PROVIDED RECORDS:
PR #3331, opened 2023-01-05
Fix: Other CLI files that are not found do not trigger exceptions

### LINKED ISSUE #2719: Passing a DLL path that doesn't exist raises an exception
`dafny foobar.dfy` gives you a relatively clean `Unable to open included file` error, but `dafny foobar.dll` leads to a `FileNotFoundException` (because it tries to extract the `DafnySourceAttribute` text if it exists, without handling this case).

```dafny
method Test() {}
```

MikaelMayer:
This PR fixes #2719

### DIFF
--- a/Source/DafnyDriver/DafnyDriver.cs
+++ b/Source/DafnyDriver/DafnyDriver.cs
@@ -259,7 +259,13 @@ namespace Microsoft.Dafny {
 
         var supportedExtensions = options.Compiler.SupportedExtensions;
         if (supportedExtensions.Contains(extension)) {
-          otherFiles.Add(file);
+          if (File.Exists(file)) {
+            otherFiles.Add(file);
+          } else {
+            options.Printer.ErrorWriteLine(Console.Out,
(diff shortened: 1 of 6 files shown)


Source/DafnyDriver/DafnyDriver.cs
```diff
@@ -259,7 +259,14 @@ public enum CommandLineArgumentsResult {
 
         var supportedExtensions = options.Compiler.SupportedExtensions;
         if (supportedExtensions.Contains(extension)) {
-          otherFiles.Add(file);
+          // .h files are not part of the build, they are just emitted as includes
+          if (File.Exists(file) || extension == ".h") {
+            otherFiles.Add(file);
+          } else {
+            options.Printer.ErrorWriteLine(Console.Out,
+              "*** Error: file " + file + " not found");
```
fabiomadge:
```suggestion
            options.Printer.ErrorWriteLine(Console.Out, $"*** Error: file {file} not found");
```

fabiomadge (approved):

TASK INSTRUCTIONS: Search the listing for "that" and copy each line holding it.

THE ANSWER:
Fix: Other CLI files that are not found do not trigger exceptions
### LINKED ISSUE #2719: Passing a DLL path that doesn't exist raises an exception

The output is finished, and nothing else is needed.